U.S. Bond Bubble Bursts, bye-bye Equities Rally
|U.S. Bond Bubble Bursts, bye-bye Equities Rally|
The long-predicted bursting of the absurd and humongous U.S. Treasuries bubble has occurred. Since U.S. bond prices peaked in December of 2008, the 10-year U.S. Treasury bond has gone from a yield of 2.55% to a yield of 3.40% as of this moment – a plunge of well over 30%.
Now here's the question boys and girls: what does the U.S. government do when an asset bubble bursts? Correct! They try to re-inflate the bubble.
To figure out how the U.S. government plans to (attempt to) re-inflate this bubble all we have to do is to look back to last fall – and see how they created this bubble, in the first place. The answer is clear: they started a panic.
This panic, in turn, caused equity markets all over the world to crash – and caused U.S. Treasury yields to plunge to their lowest level in history (with short-term Treasury yields actually going negative!). The lowest yields in history translate to the highest prices in history – at a time when the U.S. government was just about to dump the largest supply of U.S. Treasuries in history (on an already-saturated market).
Hence, every commentator with the slightest understanding of economics concluded several months ago that the current sickening plunge in U.S. Treasuries was inevitable. The problem is that soaring yields mean soaring interest rates – and this will inevitably flatten the U.S.'s economic house-of-cards.

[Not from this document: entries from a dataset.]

Issue #165, opened 2015-08-11
`StripeError` should implement __unicode__


alexmic:
It seems that the `StripeError` class expects error messages to be in ASCII which fails when formatting errors with unicode characters like "Amount must be at least 300 öre". 

Test case:

```python
>>> from stripe.error import StripeError
>>> e = StripeError(u'Amount must be at least 300 \xf6re')
>>> unicode(e)
Traceback (most recent call last):
  File "<console>", line 1, in <module>
  File "/opt/virtualenv/tictail/order-service/local/lib/python2.7/site-packages/stripe/error.py", line 22, in __str__
    msg = super(StripeError, self).__str__()
UnicodeEncodeError: 'ascii' codec can't encode character u'\xf6' in position 28: ordinal not in range(128)
>>> unicode(e, 'utf-8')
Traceback (most recent call last):
  File "<console>", line 1, in <module>
TypeError: coercing to Unicode: need string or buffer, StripeError found
>>> str(e)
Traceback (most recent call last):
  File "<console>", line 1, in <module>
  File "/opt/virtualenv/tictail/order-service/local/lib/python2.7/site-packages/stripe/error.py", line 22, in __str__
    msg = super(StripeError, self).__str__()
UnicodeEncodeError: 'ascii' codec can't encode character u'\xf6' in position 28: ordinal not in range(128)
```

PR #176, opened 2015-09-17
Allow unicode error messages in `StripeError`

alexmic:
This PR fixes https://github.com/stripe/stripe-python/issues/165.

### DIFF
--- a/stripe/error.py
+++ b/stripe/error.py
@@ -1,4 +1,7 @@
 # Exceptions
+import sys
+
+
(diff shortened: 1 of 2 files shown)


kyleconroy:
Thanks for the PR. I'd like to factor out the unicode fix into a mixin ala http://lucumr.pocoo.org/2011/1/22/forwards-compatible-python/#recursion-error-with-str. Could you do that and rebase into one commit? Thanks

Not only will rising interest rates accelerate the collapse of the commercial and residential real estate markets, but it will also accelerate defaults on every category of U.S. loans – which are already at record, delinquency levels. And that is just the impact for individual Americans.
For the evil banksters, this burst-bubble is even more catastrophic. First, it will cause an exponential rise in losses in all categories of loans. Further, it will drastically squeeze profit margins on the viable components of their business (small as they are).

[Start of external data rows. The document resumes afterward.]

PR #179, opened 2015-09-30
Add bank account verification.

kyleconroy:
You can now verify a bank account. Let the API tell us if a source can't be verified.


kyleconroy:
Supercedes https://github.com/stripe/stripe-python/pull/156

PR #731, opened 2026-06-06
feat: gzip compression options

jmaeagle99:
## What was changed

Add options to configure gRPC compression. Default to gzip compression.

## Why?

Options good!

## Checklist
1. How was this tested: Simple translation unit tests. Rely on sdk-core and sdk-core-c-bridge testing.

Therefore, we should all brace ourselves for the next artificial panic, generated by the U.S. propaganda machine, and the banskter-servants in the U.S. government. Fortunately for them, causing a panic is easy: all they have to do is tell the truth about the U.S. economy.
For instance, they could jettison their totally fictional monthly jobs (loss) report – which has been fabricating monthly losses of only a little more than 600,000. In reality, the U.S. economy has been losing about 2 million jobs per month, on pace to lose 20 MILLION jobs, this year alone.
If that doesn't work, they could tell the truth about the U.S. housing market. They could point out the greater than 20 million vacant homes. They could point out that the banksters are only listing roughly 1/3 of the properties they have seized on the market – meaning that at some point there will be a HUGE increase in supply hitting the markets (see “A Revealing Look at U.S. Housing Propaganda”).
They could point out that (contrary to their previous propaganda), that the U.S. housing crash was already guaranteed to get worse right through 2011 – due to the upcoming spike in mortgage-resets on the way (see “U.S. mortgage-crisis to get MUCH worse in 2010-11”).
Or, the U.S. government to point to its own obvious insolvent status. The “official” deficits of the U.S. government have (for this entire decade) only accounted for ½ of the increase in government debt. Put another way, the “official” number under-reports the real deficit by 50%. This means that the current $1.8 trillion deficit “predicted” by the Obama regime actually translates to roughly a $3.5 TRILLION increase in debt, this year alone.